===== Supplied records
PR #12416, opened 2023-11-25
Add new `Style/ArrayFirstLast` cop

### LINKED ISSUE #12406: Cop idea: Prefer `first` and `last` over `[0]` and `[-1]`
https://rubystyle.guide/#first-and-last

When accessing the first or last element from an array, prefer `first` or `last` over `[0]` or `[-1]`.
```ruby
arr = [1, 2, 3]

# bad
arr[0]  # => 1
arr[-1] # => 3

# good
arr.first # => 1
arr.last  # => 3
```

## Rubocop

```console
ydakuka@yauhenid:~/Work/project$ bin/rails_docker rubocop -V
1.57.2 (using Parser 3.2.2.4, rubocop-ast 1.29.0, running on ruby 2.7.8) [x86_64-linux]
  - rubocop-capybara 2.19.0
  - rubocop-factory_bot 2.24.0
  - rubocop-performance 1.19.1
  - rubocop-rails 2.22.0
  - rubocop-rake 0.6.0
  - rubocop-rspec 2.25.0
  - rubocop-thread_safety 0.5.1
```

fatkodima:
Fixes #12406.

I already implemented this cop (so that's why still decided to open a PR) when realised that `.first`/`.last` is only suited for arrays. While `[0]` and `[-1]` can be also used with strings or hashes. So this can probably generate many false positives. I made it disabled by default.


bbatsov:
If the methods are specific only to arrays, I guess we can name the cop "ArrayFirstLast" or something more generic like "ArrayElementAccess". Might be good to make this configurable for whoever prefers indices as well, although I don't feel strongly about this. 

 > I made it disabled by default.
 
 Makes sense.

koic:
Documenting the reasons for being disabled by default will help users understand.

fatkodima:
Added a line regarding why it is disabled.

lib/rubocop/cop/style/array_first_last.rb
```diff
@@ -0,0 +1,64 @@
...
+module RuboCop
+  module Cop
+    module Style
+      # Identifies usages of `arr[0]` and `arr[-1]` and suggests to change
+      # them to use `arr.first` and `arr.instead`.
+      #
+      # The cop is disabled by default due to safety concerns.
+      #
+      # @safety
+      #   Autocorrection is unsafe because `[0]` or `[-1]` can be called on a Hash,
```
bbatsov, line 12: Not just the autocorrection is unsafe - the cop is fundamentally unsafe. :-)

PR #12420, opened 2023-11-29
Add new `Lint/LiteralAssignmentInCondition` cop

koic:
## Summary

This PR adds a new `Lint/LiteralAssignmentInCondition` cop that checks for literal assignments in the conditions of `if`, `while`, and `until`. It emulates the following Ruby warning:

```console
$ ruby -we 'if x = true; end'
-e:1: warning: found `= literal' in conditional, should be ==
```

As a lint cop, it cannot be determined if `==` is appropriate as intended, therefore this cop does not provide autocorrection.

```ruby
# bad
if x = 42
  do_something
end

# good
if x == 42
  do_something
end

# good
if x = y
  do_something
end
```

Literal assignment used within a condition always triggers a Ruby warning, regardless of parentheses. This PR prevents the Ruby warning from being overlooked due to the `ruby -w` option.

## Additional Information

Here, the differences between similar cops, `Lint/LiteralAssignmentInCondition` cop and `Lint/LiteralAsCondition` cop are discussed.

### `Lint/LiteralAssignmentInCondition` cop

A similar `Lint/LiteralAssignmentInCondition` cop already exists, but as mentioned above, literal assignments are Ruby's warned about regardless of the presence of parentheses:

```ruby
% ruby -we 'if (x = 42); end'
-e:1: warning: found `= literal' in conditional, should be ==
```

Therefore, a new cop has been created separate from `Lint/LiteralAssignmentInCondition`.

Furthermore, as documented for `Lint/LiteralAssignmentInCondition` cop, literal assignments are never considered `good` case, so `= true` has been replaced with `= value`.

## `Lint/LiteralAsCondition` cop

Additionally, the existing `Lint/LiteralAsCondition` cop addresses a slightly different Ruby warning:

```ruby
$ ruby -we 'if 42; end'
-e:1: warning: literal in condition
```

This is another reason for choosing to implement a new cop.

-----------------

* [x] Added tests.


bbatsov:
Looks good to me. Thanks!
==========
Give back every entry, unchanged in any way.

PR #12416, opened 2023-11-25
Add new `Style/ArrayFirstLast` cop

### LINKED ISSUE #12406: Cop idea: Prefer `first` and `last` over `[0]` and `[-1]`
https://rubystyle.guide/#first-and-last

When accessing the first or last element from an array, prefer `first` or `last` over `[0]` or `[-1]`.
```ruby
arr = [1, 2, 3]

# bad
arr[0]  # => 1
arr[-1] # => 3

# good
arr.first # => 1
arr.last  # => 3
```

## Rubocop

```console
ydakuka@yauhenid:~/Work/project$ bin/rails_docker rubocop -V
1.57.2 (using Parser 3.2.2.4, rubocop-ast 1.29.0, running on ruby 2.7.8) [x86_64-linux]
  - rubocop-capybara 2.19.0
  - rubocop-factory_bot 2.24.0
  - rubocop-performance 1.19.1
  - rubocop-rails 2.22.0
  - rubocop-rake 0.6.0
  - rubocop-rspec 2.25.0
  - rubocop-thread_safety 0.5.1
```

fatkodima:
Fixes #12406.

I already implemented this cop (so that's why still decided to open a PR) when realised that `.first`/`.last` is only suited for arrays. While `[0]` and `[-1]` can be also used with strings or hashes. So this can probably generate many false positives. I made it disabled by default.


bbatsov:
If the methods are specific only to arrays, I guess we can name the cop "ArrayFirstLast" or something more generic like "ArrayElementAccess". Might be good to make this configurable for whoever prefers indices as well, although I don't feel strongly about this. 

 > I made it disabled by default.
 
 Makes sense.

koic:
Documenting the reasons for being disabled by default will help users understand.

fatkodima:
Added a line regarding why it is disabled.

lib/rubocop/cop/style/array_first_last.rb
```diff
@@ -0,0 +1,64 @@
...
+module RuboCop
+  module Cop
+    module Style
+      # Identifies usages of `arr[0]` and `arr[-1]` and suggests to change
+      # them to use `arr.first` and `arr.instead`.
+      #
+      # The cop is disabled by default due to safety concerns.
+      #
+      # @safety
+      #   Autocorrection is unsafe because `[0]` or `[-1]` can be called on a Hash,
```
bbatsov, line 12: Not just the autocorrection is unsafe - the cop is fundamentally unsafe. :-)

PR #12420, opened 2023-11-29
Add new `Lint/LiteralAssignmentInCondition` cop

koic:
## Summary

This PR adds a new `Lint/LiteralAssignmentInCondition` cop that checks for literal assignments in the conditions of `if`, `while`, and `until`. It emulates the following Ruby warning:

```console
$ ruby -we 'if x = true; end'
-e:1: warning: found `= literal' in conditional, should be ==
```

As a lint cop, it cannot be determined if `==` is appropriate as intended, therefore this cop does not provide autocorrection.

```ruby
# bad
if x = 42
  do_something
end

# good
if x == 42
  do_something
end

# good
if x = y
  do_something
end
```

Literal assignment used within a condition always triggers a Ruby warning, regardless of parentheses. This PR prevents the Ruby warning from being overlooked due to the `ruby -w` option.

## Additional Information

Here, the differences between similar cops, `Lint/LiteralAssignmentInCondition` cop and `Lint/LiteralAsCondition` cop are discussed.

### `Lint/LiteralAssignmentInCondition` cop

A similar `Lint/LiteralAssignmentInCondition` cop already exists, but as mentioned above, literal assignments are Ruby's warned about regardless of the presence of parentheses:

```ruby
% ruby -we 'if (x = 42); end'
-e:1: warning: found `= literal' in conditional, should be ==
```

Therefore, a new cop has been created separate from `Lint/LiteralAssignmentInCondition`.

Furthermore, as documented for `Lint/LiteralAssignmentInCondition` cop, literal assignments are never considered `good` case, so `= true` has been replaced with `= value`.

## `Lint/LiteralAsCondition` cop

Additionally, the existing `Lint/LiteralAsCondition` cop addresses a slightly different Ruby warning:

```ruby
$ ruby -we 'if 42; end'
-e:1: warning: literal in condition
```

This is another reason for choosing to implement a new cop.

-----------------

* [x] Added tests.


bbatsov:
Looks good to me. Thanks!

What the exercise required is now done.